AI Overview
Palette, tipografia, template e brand book: come costruire un’immagine coordinata coerente su ogni touchpoint.
Il tuo cliente ti vede su Google con un logo, su Instagram con un altro stile, nel punto vendita con un'insegna datata e nell'email con un template che qualcuno ha fatto in Canva un venerdì pomeriggio. Non è un problema di gusti: è un problema di riconoscibilità. L'immagine coordinata aziendale è il sistema che garantisce coerenza visiva su ogni touchpoint — web, social, stampa, packaging, veicoli, presentazioni — in modo che il cliente riconosca la tua azienda al primo sguardo, indipendentemente dal canale.

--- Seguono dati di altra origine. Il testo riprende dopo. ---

PR #6752, opened 2022-11-20
S3: fix issue with EC2 IDMSv2 request failing inside Docker container…

rouault:
… with default networking

and causing later unrelated issues when opening a dataset. Cf https://lists.osgeo.org/pipermail/gdal-dev/2022-November/056488.html thread

https://community.grafana.com/t/imdsv2-is-not-working-from-docker/65944 points that the ``curl -X PUT "http://169.254.169.254/latest/api/token" -H "X-aws-ec2-metadata-token-ttl-seconds: 10`` request doesn't work inside Docker with default networking settings. ``docker run --network=host`` avoids that issue

The issue was that the failure of the EC2 IDMSv2 request set a CPLError() that was hidden, but not cleared. Hence when GDALOpen() run, after probing a first driver (VRT e.g.) that doesn't detect the dataset, the fact that the error state was in error made GDALOpen() abort without trying subsequent drivers.

So make sure to clear the error reset after EC2 HTTP requests, and when EC2 IDMSv2 fails but http://169.254.169.254/latest/meta-data succeeds, emit a debug message with a hint when we detect we are inside Docker.

### DIFF
--- a/port/cpl_aws.cpp
+++ b/port/cpl_aws.cpp
@@ -939,9 +939,46 @@ bool VSIS3HandleHelper::GetConfigurationFromEC2(bool bForceRefresh,
                     // Failure: either we are not running on EC2 (or something emulating it)
                     // or this doesn't implement yet IDMSv2
                     // Go on trying IDMSv1
+
+                    // /latest/api/token doesn't work inside a Docker container that
+                    // has no host networking.
+                    // Cf https://community.grafana.com/t/imdsv2-is-not-working-from-docker/65944
+                    if( psResult->pszErrBuf != nullptr &&
+                        strstr(psResult->pszErrBuf, "Operation timed out after") != nullptr )
+                    {
+                        aosOptions.Clear();
+                        aosOptions.SetNameValue("TIMEOUT", "1");
+                        CPLPushErrorHandler(CPLQuietErrorHandler);
+                        CPLHTTPResult* psResult2 =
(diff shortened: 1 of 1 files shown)


port/cpl_aws.cpp
```diff
@@ -939,9 +939,46 @@ bool VSIS3HandleHelper::GetConfigurationFromEC2(bool bForceRefresh,
...
+                        if( psResult2 )
+                        {
+                            if( psResult2->nStatus == 0 && psResult2->pabyData != nullptr )
+                            {
+                                VSIStatBufL sStat;
+                                if( VSIStatL("/.dockerenv", &sStat) == 0 )
+                                {
+                                    CPLDebug("AWS",
+                                             "/latest/api/token EC2 IDMSv2 request timed out, but /latest/metadata succeeded. "
+                                             "Trying with IDMSv1. "
```
pedros007, line 964: [Instance Metadata Service (IMDS) v1 is disabled on Amazon Linux 2023](https://docs.aws.amazon.com/linux/al2023/ug/compare-with-al2.html#imdsv2).  When running in a Docker container on an Amazon instance you'll need to update metadata allowing 2 HTTP Hops.  Here's one adhoc way to do that:

```
aws ec2 modify-instance-metadata-options \
    --instance-id <instance_id> \
    --http-put-response-hop-limit 2 \
    --http-endpoint enabled
```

Senza immagine coordinata, ogni collaboratore interpreta il brand a modo suo, i materiali si moltiplicano in versioni incompatibili e il investimento in comunicazione si disperde. In questa guida costruiamo passo passo un'identità visiva coerente: palette, tipografia, template, brand book e regole d'uso per team marketing snelli. La coerenza non è rigidità: è libertà creativa dentro regole chiare. L'obiettivo è essere riconoscibili in mezzo secondo, su qualsiasi schermo o stampa. Coerenza visiva significa meno tempo perso a decidere colori e font ogni settimana. Un sistema visivo chiaro accelera ogni decisione di marketing.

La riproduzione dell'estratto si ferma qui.